[DATA IN THIS EXERCISE Boundary: Start]

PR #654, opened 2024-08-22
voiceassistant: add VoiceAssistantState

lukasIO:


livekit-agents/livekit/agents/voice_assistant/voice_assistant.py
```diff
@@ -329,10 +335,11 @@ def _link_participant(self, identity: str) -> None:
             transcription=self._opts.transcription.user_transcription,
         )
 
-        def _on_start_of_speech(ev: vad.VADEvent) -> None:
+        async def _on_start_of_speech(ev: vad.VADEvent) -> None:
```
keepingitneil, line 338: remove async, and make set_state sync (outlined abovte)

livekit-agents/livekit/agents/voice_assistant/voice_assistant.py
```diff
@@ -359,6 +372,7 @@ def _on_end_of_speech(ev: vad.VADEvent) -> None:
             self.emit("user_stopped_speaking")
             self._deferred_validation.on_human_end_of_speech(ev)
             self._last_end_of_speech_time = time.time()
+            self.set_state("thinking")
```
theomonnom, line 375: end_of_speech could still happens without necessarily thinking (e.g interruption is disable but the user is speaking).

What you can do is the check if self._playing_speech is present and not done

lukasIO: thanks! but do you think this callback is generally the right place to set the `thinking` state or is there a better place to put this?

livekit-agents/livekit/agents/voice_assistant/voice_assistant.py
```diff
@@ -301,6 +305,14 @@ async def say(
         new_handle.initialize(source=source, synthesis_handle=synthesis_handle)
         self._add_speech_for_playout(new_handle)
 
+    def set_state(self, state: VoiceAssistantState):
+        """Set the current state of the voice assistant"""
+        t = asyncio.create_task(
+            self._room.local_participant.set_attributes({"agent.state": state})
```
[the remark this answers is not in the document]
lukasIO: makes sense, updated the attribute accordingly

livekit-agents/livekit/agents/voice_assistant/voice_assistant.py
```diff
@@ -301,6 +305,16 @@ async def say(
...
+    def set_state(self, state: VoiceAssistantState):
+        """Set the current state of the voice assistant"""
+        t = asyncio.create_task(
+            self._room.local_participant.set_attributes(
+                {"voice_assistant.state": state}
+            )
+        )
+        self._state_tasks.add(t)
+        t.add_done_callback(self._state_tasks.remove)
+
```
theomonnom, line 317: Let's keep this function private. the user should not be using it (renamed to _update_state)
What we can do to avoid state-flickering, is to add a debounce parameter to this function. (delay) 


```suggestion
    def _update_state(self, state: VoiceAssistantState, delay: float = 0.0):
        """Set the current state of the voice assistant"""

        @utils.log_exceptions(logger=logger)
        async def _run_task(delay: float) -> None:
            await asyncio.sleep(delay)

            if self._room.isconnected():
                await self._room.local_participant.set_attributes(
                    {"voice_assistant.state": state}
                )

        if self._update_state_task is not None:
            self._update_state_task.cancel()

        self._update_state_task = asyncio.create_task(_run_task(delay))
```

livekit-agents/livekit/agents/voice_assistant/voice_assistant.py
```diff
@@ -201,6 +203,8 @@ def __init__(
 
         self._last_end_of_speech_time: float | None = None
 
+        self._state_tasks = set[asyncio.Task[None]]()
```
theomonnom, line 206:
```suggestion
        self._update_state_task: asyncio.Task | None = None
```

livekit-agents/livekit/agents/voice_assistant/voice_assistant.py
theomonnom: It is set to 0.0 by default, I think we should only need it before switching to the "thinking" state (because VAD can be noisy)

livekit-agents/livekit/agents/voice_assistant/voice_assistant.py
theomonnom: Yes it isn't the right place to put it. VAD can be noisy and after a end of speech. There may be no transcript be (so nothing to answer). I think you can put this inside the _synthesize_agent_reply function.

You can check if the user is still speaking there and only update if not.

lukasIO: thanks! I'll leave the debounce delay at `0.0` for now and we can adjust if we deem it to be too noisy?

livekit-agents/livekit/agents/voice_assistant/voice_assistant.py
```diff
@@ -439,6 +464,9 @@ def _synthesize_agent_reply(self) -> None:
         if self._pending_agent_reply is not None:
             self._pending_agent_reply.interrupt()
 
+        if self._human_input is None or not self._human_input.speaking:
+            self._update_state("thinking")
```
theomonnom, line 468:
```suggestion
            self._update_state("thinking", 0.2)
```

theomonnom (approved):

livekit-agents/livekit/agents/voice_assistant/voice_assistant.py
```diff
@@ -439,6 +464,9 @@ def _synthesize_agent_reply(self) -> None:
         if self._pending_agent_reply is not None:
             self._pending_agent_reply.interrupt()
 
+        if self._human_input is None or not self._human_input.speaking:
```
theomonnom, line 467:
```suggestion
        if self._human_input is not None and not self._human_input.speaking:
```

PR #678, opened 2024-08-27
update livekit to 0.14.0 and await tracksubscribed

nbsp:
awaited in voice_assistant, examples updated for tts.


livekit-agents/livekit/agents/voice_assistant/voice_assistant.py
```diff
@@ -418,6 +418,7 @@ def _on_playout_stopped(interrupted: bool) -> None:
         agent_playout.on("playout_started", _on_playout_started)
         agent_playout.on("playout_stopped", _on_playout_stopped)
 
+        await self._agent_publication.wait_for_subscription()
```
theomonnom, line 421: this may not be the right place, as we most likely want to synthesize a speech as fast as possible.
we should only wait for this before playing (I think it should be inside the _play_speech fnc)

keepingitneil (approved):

[DATA IN THIS EXERCISE Boundary: End]

• INSTRUCTIONS FOR THE TASK
Working through the records, find each line containing the word "still" and copy it.

• RESPONSE BOX
theomonnom, line 375: end_of_speech could still happens without necessarily thinking (e.g interruption is disable but the user is speaking).
You can check if the user is still speaking there and only update if not.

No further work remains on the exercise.